The job numbers come when other signs also point to a strengthening economy. Earlier this week, third quarter GDP was calculated at a 3.6 percent annual growth rate, well above the estimates of 2.8 percent. Are we finally seeing a stronger economy that doesn't need fiscal stimulus? Can the Federal Reserve start "tapering" its quantitative easing (QE) program?

While the numbers are welcome, we shouldn't get too excited about them, and certainly shouldn't ease off calls for more fiscal stimulus. Let's take the job gains in November. Is 203,000 a big number? Not especially. The average monthly job growth over the past year has been 195,000, and it would take almost two and one-half years at this rate to reach full employment. Jared Bernstein points out that the good numbers also are driven in part by an unusually large number of workers coming back from temporary layoffs largely due to the government shutdown.

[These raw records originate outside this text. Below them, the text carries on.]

PR #676, opened 2019-09-04
ENH all the warnings

### LINKED ISSUE #648: error to warning for linear growth function and neutrinos
Right now the linear growth function throws an error for cosmologies with massive neutrinos. We should make this a warning.

### LINKED ISSUE #675: ENH warnings for inconsistent models
We agreed that CCL should throw warnings when the models are not consistent. This issue is a start at listing all of the ways the models in CCL are inconsistent.

- [x] halofit is not consistent with the modified growth cosmologies (both `dfg` and `mu-Sigma`)
- [x] the growth function is not consistent for cosmologies with neutrinos
- [x] the BCM model is not consistent with the mass function models
- [x] the BCM model is not consistent with the halo concentration models
- [x] the BCM model is not consistent with the halo bias parametrizations
- [x] neutrino cosmologies are broadly inconsistent with the mass function models
- [x] neutrino cosmologies are broadly inconsistent with the halo concentration models
- [x] neutrino cosmologies are broadly inconsistent with the halo bias models
- [x] neutrino cosmologies are not consistent with the BCM model 
- [x] neutrino cosmologies are not consistent with any of the modified growth models
- [x] non-flat models are not consistent with some of the projected statistic computations (see the CCL note)
- [x] none of the linear power spectra we have are consistent with the effective linear power spectrum assumed by the emulator at high-precision
- [ ] cosmological parameters outside halofit
- [ ] cosmological parameters outside ranges expected by CLASS or CAMB

@joezuntz @slosar for viz

beckermr:
This PR does all of the warnings. 

Closes #675 
Closes #648


beckermr:
@joezuntz here is what I have

1. I am using a custom registry for each cosmology object. This means we will reprint warnings as new models are made. 

2. I have put the warnings inside the init methods for the method data. This centralizes them in one spot. Every function that returns something (e.g., `compute_growth`) calls one of these methods. Thus the warnings are lazy and print as needed.

3. I have protected the init functions with a check to se if they have been called before. This eliminates duplicate warnings in ipython. 

The custom registry is not needed if we want the warnings to print only once globally. It is the init protection in 3 that eliminates the duplicates.

joezuntz:
Do we definitely want this to warn again for each new Cosmology object?  One common use case for this would be an MCMC where we will construct many instances in a long sequence.

beckermr:
Happy to warn once, but it won’t work in ipython.

joezuntz:
Could we not make the warning registry a class variable instead of an instance variable?

beckermr:
That’s a good idea!

beckermr:
Ok so the class attribute doesn't help because ipython is resetting the warning filters version. :/

beckermr:
Alright the warnings are done. I did not do all of the suggestions in the issue because some were not well defined (e.g., parameter ranges for halofit/CLASS).

beckermr:
I've also punted on including tests since these are non-critical and seem more likely to change in the future.

beckermr:
@joezuntz @slosar this is ready for review: https://github.com/LSSTDESC/CCL/pull/676

pyccl/core.py
```diff
@@ -737,27 +738,65 @@ def __repr__(self):
...
         status = 0
         status = lib.cosmology_compute_distances(self.cosmo, status)
         check(status, self)
 
     def compute_growth(self):
         """Compute the growth function."""
+        if self.has_growth:
+            return
+
+        if np.sum(self._params_init_kwargs['m_nu']) > 0:
```
joezuntz: Is the (practical) limit for this really zero, or could we e.g. reasonable accurately compute it for the minimal mass?  That would seem likely to be a common use case.

pyccl/core.py
```diff
@@ -789,7 +857,25 @@ def compute_nonlin_power(self):
 
     def compute_sigma(self):
         """Compute the sigma(M) and mass function splines."""
+        if self.has_sigma:
+            return
+
         # we need these things before building the mass function splines
+        if np.sum(self._params_init_kwargs['m_nu']) > 0:
```
joezuntz: This combination has come up enough - and is useful enough to users - that I'm wondering if there should be a (presumably read-only) property for it?

setup.py
```diff
@@ -1,38 +1,49 @@
 #!/usr/bin/env python
 from setuptools.command.build_py import build_py as _build
+from setuptools.command.develop import develop as _develop
```
joezuntz: Are these changes to setup.py supposed to be part of this PR?  They look unconnected.

beckermr: Yes.  I made them while debugging. Happy to open a new pr if it really matters to you.

pyccl/core.py
beckermr: Good idea! I've switched to use the number of massive neutrinos that CCL computes internally.

pyccl/core.py
beckermr: Yup. Using the number of massive neutrinos that CCL uses internally addresses this.

beckermr:
OK @joezuntz, I think I have addressed everything. Back to you!

setup.py
joezuntz: No, that's fine, just wanted to check.  I don't know much about setuptools.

How about the GDP increase? It is much stronger—double the 1.8 percent growth rate in the first half of 2013. But almost half of the third quarter increase is inventory buildup in anticipation of the holiday shopping season. It remains to be seen how strong sales will actually be, and if that inventory clears.

Will households buy that inventory? October's personal income numbers are a cause for concern. Real disposable personal income fell by 0.2 percent in October, after rising by 0.3 percent in September, and 0.4 percent in August. The October number may be a blip, but if real personal income stays down, then weak consumer demand will not lift the economy, clear the inventory gains, or contribute to growth.

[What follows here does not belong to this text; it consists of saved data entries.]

PR #684, opened 2019-10-01
check Nnurel is not negative

c-d-leonard:
This PR adds a check to make sure that you can't accidentally create a cosmology with a combination of mnu and Neff which gives negative number of relativistic neutrinos in the early universe. 

To accomplish this in a way where we get an appropriate error in python, we move the code which takes a sum of neutrino masses and splits it into three masses according to the requested convention from C into python, in `core.py`.

I also add a test in `test_parameters.py` which checks if this error gets thrown when appropriate, and remove two tests from `test_distances.py` which were using cosmologies which had negative relativistic neutrinos by mistake.

(The computer I am using doesn't have flake8 and I don't have admin right ie can't install it, so this will probably initially fail the travis tests on those grounds.)

Addresses Issue #593


pyccl/ccl_core.i
```diff
@@ -31,11 +31,11 @@ ccl_parameters parameters_create_nu(
                         double Neff, double w0, double wa, double h,
                         double norm_pk, double n_s, double bcm_log10Mc,
                         double bcm_etab, double bcm_ks, double mu_0,
-                        double sigma_0, int mnu_is_sum,
-                        double* m_nu, int n_m, int* status)
+                        double sigma_0, double* m_nu, int n_m, int* status)
 {
+    printf("n_m=%d\n", n_m);
```
beckermr: This needs to be removed

pyccl/core.py
```diff
@@ -236,11 +236,18 @@
     'equalize': lib.emu_equalize
 }
 
-m_nu_types = {
+"""m_nu_types = {
     'list': lib.mnu_list,
     'normal': lib.mnu_sum,
     'inverted': lib.mnu_sum_inverted,
     'equal': lib.mnu_sum_equal,
+}"""
```
beckermr: We can remove this old code. No reason to keep it.

pyccl/core.py
```diff
@@ -236,11 +236,18 @@
...
+
+m_nu_types = {
+    'list': 0,
+    'normal': 1,
+    'inverted': 2,
+    'equal': 3,
```
beckermr: Are these numeric codes used anywhere?

pyccl/core.py
```diff
@@ -374,6 +381,7 @@ def _build_cosmo(self):
         # We have to make all of the C stuff that goes into a cosmology
         # and then we make the cosmology.
         self._build_parameters(**self._params_init_kwargs)
+
```
beckermr: Please remove white space changes.

pyccl/core.py
```diff
@@ -562,6 +571,9 @@ def _build_parameters(
                     "of neutrino masses, only with a sum." % m_nu_type)
             elif m_nu_type is None:
                 m_nu_type = 'list'  # False
+            mnu_list = [0]*3
+            for i in range(0,3):
+                mnu_list[i] = m_nu[i]
```
beckermr: What is the purpose of this block of code?

pyccl/core.py
```diff
@@ -574,19 +586,88 @@ def _build_parameters(
...
+        # Fill an array with the non-relativistic neutrino masses
+        if N_nu_mass>0:
+            mnu_final_list=[0]*N_nu_mass
+            relativistic = [0]*3
+            for i in range(0, N_nu_mass):
+                for j in range(0,3):
+                    if (mnu_list[j]>0.00017 and relativistic[j]==0):
+				        relativistic[j]=1
+				        mnu_final_list[i] = mnu_list[j]
+				        break
```
beckermr: Why are we recording `relativistic` here? Is that used anywhere?

src/ccl_core.c
```diff
@@ -533,7 +547,7 @@ ccl_parameters ccl_parameters_create(
 	  params.m_nu[0] = 0.;
   }
   // Free mnu_in
-  if (mnu_in != NULL) free(mnu_in);
+  if (mnu_in != NULL) free(mnu_in);*/
```
beckermr: Please remove old commented code.

beckermr:
Also yeah, flake8 is going to barf. You can do a user install of flake8 easily with pip. You could also put a conda env in your home environment.

pyccl/core.py
c-d-leonard: Removed

pyccl/ccl_core.i
c-d-leonard: removed

src/ccl_core.c
beckermr: you must have forgotten to push a file or something. The code is still in the diff.

include/ccl_core.h
```diff
@@ -307,13 +307,13 @@ typedef struct ccl_cosmology {
...
 // Label for whether you are passing a pointer to a sum of neutrino masses or a pointer to a list of 3 masses.
-typedef enum ccl_mnu_convention {
+/*typedef enum ccl_mnu_convention {
   ccl_mnu_list = 0,   // you pass a list of three neutrino masses
   ccl_mnu_sum = 1,  // sum, defaults to splitting with normal hierarchy
   ccl_mnu_sum_inverted = 2, //sum, split with inverted hierarchy
   ccl_mnu_sum_equal = 3, //sum, split into equal masses
   // More options could be added here
-} ccl_mnu_convention;
+} ccl_mnu_convention;*/
```
beckermr: Dead code still in the repo.

pyccl/core.py
c-d-leonard: If m_nu is passed as a sum, m_nu is a single value and it gets split into 3 values which are held in mnu_list below. If m_nu is passed as a list, this bit of code just puts those individual listed values in mnu_list so that below we can work with mnu_list regardless of the way m_nu is initially provided. I agree it's clunky though - better ideas?

beckermr: Ahhhhh. I did not follow. This is totally fine. No need for a change here. Thanks!

beckermr:
You might add a changelog entry, but NBD if not.

c-d-leonard:
Changelog entry added. Once the travis tests have rerun I will push the big green button. Thanks!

All in all, November's employment report represents baby steps in the right direction. But the economy remains weak, and needs continuing government help, not increased austerity.

The Unemployment Report: Slightly Better, But Lots to Do

by Rick McGahey, SCEPA Faculty Fellow

Despite the mainstream interpretation that the October jobs report is a reason to ease off what little stimulus we are giving the economy, a broader view reinforces the fact that stimulus is the antidote for austerity policies that have failed to create prosperity.
 
While the report has some positives, the underlying economy is still weak, and we need sustained job creation through government spending and stimulus. Our goal must be full employment (defined as a 5.5 percent unemployment rate), and at current job creation rates it will take over two years to get there. In October, the monthly unemployment rate continued to hover above seven percent (7.3 in October, up from 7.2 percent), while jobs increased by 204,000.  That’s a slightly better jobs number than recent months, but not much above the rolling twelve-month average of 190,000.   
 
We see more cause for concern when we view the jobs report along with other economic data. Third-quarter GDP is estimated at 2.8 percent, which is above economists’ estimates, but almost one percent of that is inventory buildup.  At the same time, consumer spending showed its weakest quarterly growth in two years, and federal spending continues to fall, further reducing demand.
 
That fall in government spending does not include the impact of October’s shutdown, which the White House estimates cost 120,000 jobs and between $2 and $6 billion in lost output.  Meanwhile, Washington policy makers debate how much more to cut spending, which will further weaken the economy.
 
Admittedly, the U.S. looks better than the Eurozone, where there are actual fears of deflation, reflected in the European Central Bank’s surprise interest rate cut yesterday. Unemployment has risen for 29 straight months in the zone, and the 12.2 percent unemployment rate is the highest it has ever been since the European monetary union began.
 
This continued economic weakness in the U.S. and Europe - once again - shows that austerity policies in a weak economy don’t work.  This month, New School economists and colleagues released a volume of the university's Social Research journal that offers tools to escape austerity’s ill-advised vision and concrete policies to create economic growth and prosperity for all people, rather than just a wealthy few.